PR #7952, opened 2026-05-24
[7950] Fix chained searches returning empty results with reference parameter is multi-valued

### LINKED ISSUE #7950: Chained search with multi-valued reference of the same resource type produces wrong result
### Issue

Chained search with multi-valued reference of the same resource type incorrectly collapses to single HFJ_RES_LINK join, producing wrong results.

Given the following search
```
GET /Patient?general-practitioner.family=Smith&general-practitioner.gender=female
```

Storage:

- `patA` → `generalPractitioner = [Prac1 (Smith/male), Prac2 (Jones/female)]`
- `patB` → `generalPractitioner = [Prac1 (Smith/male)]`

Expected: `patA` returned (Prac1 satisfies `family=Smith`, Prac2 satisfies `gender=female`). 
Actual: no results — the collapsed single-join SQL requires one practitioner to be both Smith AND female.

YalingPeiS:
### Issue
chained searches returning empty results when the reference parameter is muti-valued and the search contains multiple conditions on the same target resource type.

### Cause
The join-reuse optimization introduced in PR #7720 added a caching mechanism in `QueryStack.createPredicateReference` that reused a single `HFJ_RES_LINK` join across multiple AND-clauses for chained search when the search parameters had the same name and were on the same target resource type. It, however, caused empty search result in the case when the chained search has multiple references of the same target resource type. For example, when a patient has two Practitioner references, the following search
```
GET /Patient?general-practitioner.family=Apple&general-practitioner.family=Orange
```
would return the empty result instead of the patient because the cache key is the same for both condition, resulting  in a single `HFJ_RES_LINK` join in the search query.

### Fix
Instead of building a cache key, the fix adds logic to check the reference parameter's cardinality. The join-reuse optimization (single HFJ_RES_LINK join) applies only to the single-valued reference with cardinality <= 1. For multi-valued reference, each value binds to its own HFJ_RES_LINK row during chained searches to ensure correct search results.

Closes #7950


tadgh:
Formatting check succeeded!

hapi-fhir-jpaserver-test-r4/src/test/java/ca/uhn/fhir/jpa/dao/r4/ChainingR4SearchTest.java
```diff
@@ -180,6 +180,34 @@ void testMixedTypeOrGroupAndClause_UseSeparateJoinsRegardlessOfElementOrder() {
...
+		myCaptureQueriesListener.clear();
+		IBundleProvider results = myPatientDao.search(map, newSrd());
+
+		// Only patA is returned — each filter satisfied independently by a different practitioner
+		assertThat(toUnqualifiedVersionlessIdValues(results)).containsExactlyInAnyOrder("Patient/PatA");
+
+		// 2 HFJ_RES_LINK joins required: multi-valued reference cannot collapse to a single join
+		List<SqlQuery> selectQueries = myCaptureQueriesListener.getSelectQueriesForCurrentThread();
+		String querySql = selectQueries.get(0).getSql(false, false);
+		assertThat(StringUtils.countMatches(querySql, "HFJ_RES_LINK")).isEqualTo(2);
```
jamesagnew: Might be nice to extend the search term from `"HFJ_RES_LINK"` to `"JOIN HFJ_RES_LINK"` to ensure it's there twice to support two joins

hapi-fhir-jpaserver-base/src/main/java/ca/uhn/fhir/jpa/search/builder/QueryStack.java
```diff
@@ -1469,25 +1470,19 @@ public Condition createPredicateReference(
...
-					.map(p -> buildReferenceCacheQualifier((ReferenceParam) p))
-					.filter(StringUtils::isNotBlank)
-					.distinct()
-					.sorted()
-					.collect(Collectors.joining("|"));
-			if (isNotBlank(typeQualifier)) {
-				cacheParamName = theParamName + ":" + typeQualifier;
+			ResourceLinkPredicateBuilder predicateBuilder;
+			if (isReferenceSingleValued(theResourceName, theSearchParam)) {
+				// Cardinality 0..1 reference — chained AND-clauses can share a single HFJ_RES_LINK join.
```
jamesagnew, line 1475: This case doesn't appear to have a test case in ChainingR4SearchTest - would be good to add one and verify that only one JOIN is used in that case

hapi-fhir-storage/src/test/java/ca/uhn/fhir/jpa/util/FhirPathUtilTest.java
```diff
@@ -20,4 +25,68 @@ public void cleansePath_errorCases_throws(String theStr) {
 			assertTrue(ex.getLocalizedMessage().contains("Cannot cleanse path"));
 		}
 	}
+
+	@Test
```
jamesagnew, line 29: Thought: Should probably add a test for functions which appear within the expression. E.g. Observation uses this one: `Observation.value.ofType(CodeableConcept).text`

jamesagnew (approved):

hapi-fhir-jpaserver-base/src/main/java/ca/uhn/fhir/jpa/search/builder/QueryStack.java
YalingPeiS: Updated.

hapi-fhir-jpaserver-test-r4/src/test/java/ca/uhn/fhir/jpa/dao/r4/ChainingR4SearchTest.java
YalingPeiS: The sql search query for multiple joins looks like the following 
```
SELECT t0.SRC_RESOURCE_ID FROM HFJ_RES_LINK t0 
INNER JOIN HFJ_SPIDX_STRING t1 ON (t0.TARGET_RESOURCE_ID = t1.RES_ID) 
INNER JOIN HFJ_RES_LINK t2 ON (t0.SRC_RESOURCE_ID = t2.SRC_RESOURCE_ID) 
INNER JOIN HFJ_SPIDX_STRING t3 ON (t2.TARGET_RESOURCE_ID = t3.RES_ID) 
WHERE ...
```
where the 1st `HFJ_RES_LINK` is in the FROM clause and the subsequent ones are in JOIN clauses. With single-valued cardinality, only one `FROM HFJ_RES_LINK` is in the query and there won't be a `JOIN HFJ_RES_LINK`.

hapi-fhir-storage/src/test/java/ca/uhn/fhir/jpa/util/FhirPathUtilTest.java
YalingPeiS: Updated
☆ ☆ ☆ ☆ ☆
* **Assignment**: Output all preceding records character for character.

* **Answer below**:
PR #7952, opened 2026-05-24
[7950] Fix chained searches returning empty results with reference parameter is multi-valued

### LINKED ISSUE #7950: Chained search with multi-valued reference of the same resource type produces wrong result
### Issue

Chained search with multi-valued reference of the same resource type incorrectly collapses to single HFJ_RES_LINK join, producing wrong results.

Given the following search
```
GET /Patient?general-practitioner.family=Smith&general-practitioner.gender=female
```

Storage:

- `patA` → `generalPractitioner = [Prac1 (Smith/male), Prac2 (Jones/female)]`
- `patB` → `generalPractitioner = [Prac1 (Smith/male)]`

Expected: `patA` returned (Prac1 satisfies `family=Smith`, Prac2 satisfies `gender=female`). 
Actual: no results — the collapsed single-join SQL requires one practitioner to be both Smith AND female.

YalingPeiS:
### Issue
chained searches returning empty results when the reference parameter is muti-valued and the search contains multiple conditions on the same target resource type.

### Cause
The join-reuse optimization introduced in PR #7720 added a caching mechanism in `QueryStack.createPredicateReference` that reused a single `HFJ_RES_LINK` join across multiple AND-clauses for chained search when the search parameters had the same name and were on the same target resource type. It, however, caused empty search result in the case when the chained search has multiple references of the same target resource type. For example, when a patient has two Practitioner references, the following search
```
GET /Patient?general-practitioner.family=Apple&general-practitioner.family=Orange
```
would return the empty result instead of the patient because the cache key is the same for both condition, resulting  in a single `HFJ_RES_LINK` join in the search query.

### Fix
Instead of building a cache key, the fix adds logic to check the reference parameter's cardinality. The join-reuse optimization (single HFJ_RES_LINK join) applies only to the single-valued reference with cardinality <= 1. For multi-valued reference, each value binds to its own HFJ_RES_LINK row during chained searches to ensure correct search results.

Closes #7950


tadgh:
Formatting check succeeded!

hapi-fhir-jpaserver-test-r4/src/test/java/ca/uhn/fhir/jpa/dao/r4/ChainingR4SearchTest.java
```diff
@@ -180,6 +180,34 @@ void testMixedTypeOrGroupAndClause_UseSeparateJoinsRegardlessOfElementOrder() {
...
+		myCaptureQueriesListener.clear();
+		IBundleProvider results = myPatientDao.search(map, newSrd());
+
+		// Only patA is returned — each filter satisfied independently by a different practitioner
+		assertThat(toUnqualifiedVersionlessIdValues(results)).containsExactlyInAnyOrder("Patient/PatA");
+
+		// 2 HFJ_RES_LINK joins required: multi-valued reference cannot collapse to a single join
+		List<SqlQuery> selectQueries = myCaptureQueriesListener.getSelectQueriesForCurrentThread();
+		String querySql = selectQueries.get(0).getSql(false, false);
+		assertThat(StringUtils.countMatches(querySql, "HFJ_RES_LINK")).isEqualTo(2);
```
jamesagnew: Might be nice to extend the search term from `"HFJ_RES_LINK"` to `"JOIN HFJ_RES_LINK"` to ensure it's there twice to support two joins

hapi-fhir-jpaserver-base/src/main/java/ca/uhn/fhir/jpa/search/builder/QueryStack.java
```diff
@@ -1469,25 +1470,19 @@ public Condition createPredicateReference(
...
-					.map(p -> buildReferenceCacheQualifier((ReferenceParam) p))
-					.filter(StringUtils::isNotBlank)
-					.distinct()
-					.sorted()
-					.collect(Collectors.joining("|"));
-			if (isNotBlank(typeQualifier)) {
-				cacheParamName = theParamName + ":" + typeQualifier;
+			ResourceLinkPredicateBuilder predicateBuilder;
+			if (isReferenceSingleValued(theResourceName, theSearchParam)) {
+				// Cardinality 0..1 reference — chained AND-clauses can share a single HFJ_RES_LINK join.
```
jamesagnew, line 1475: This case doesn't appear to have a test case in ChainingR4SearchTest - would be good to add one and verify that only one JOIN is used in that case

hapi-fhir-storage/src/test/java/ca/uhn/fhir/jpa/util/FhirPathUtilTest.java
```diff
@@ -20,4 +25,68 @@ public void cleansePath_errorCases_throws(String theStr) {
 			assertTrue(ex.getLocalizedMessage().contains("Cannot cleanse path"));
 		}
 	}
+
+	@Test
```
jamesagnew, line 29: Thought: Should probably add a test for functions which appear within the expression. E.g. Observation uses this one: `Observation.value.ofType(CodeableConcept).text`

jamesagnew (approved):

hapi-fhir-jpaserver-base/src/main/java/ca/uhn/fhir/jpa/search/builder/QueryStack.java
YalingPeiS: Updated.

hapi-fhir-jpaserver-test-r4/src/test/java/ca/uhn/fhir/jpa/dao/r4/ChainingR4SearchTest.java
YalingPeiS: The sql search query for multiple joins looks like the following 
```
SELECT t0.SRC_RESOURCE_ID FROM HFJ_RES_LINK t0 
INNER JOIN HFJ_SPIDX_STRING t1 ON (t0.TARGET_RESOURCE_ID = t1.RES_ID) 
INNER JOIN HFJ_RES_LINK t2 ON (t0.SRC_RESOURCE_ID = t2.SRC_RESOURCE_ID) 
INNER JOIN HFJ_SPIDX_STRING t3 ON (t2.TARGET_RESOURCE_ID = t3.RES_ID) 
WHERE ...
```
where the 1st `HFJ_RES_LINK` is in the FROM clause and the subsequent ones are in JOIN clauses. With single-valued cardinality, only one `FROM HFJ_RES_LINK` is in the query and there won't be a `JOIN HFJ_RES_LINK`.

hapi-fhir-storage/src/test/java/ca/uhn/fhir/jpa/util/FhirPathUtilTest.java
YalingPeiS: Updated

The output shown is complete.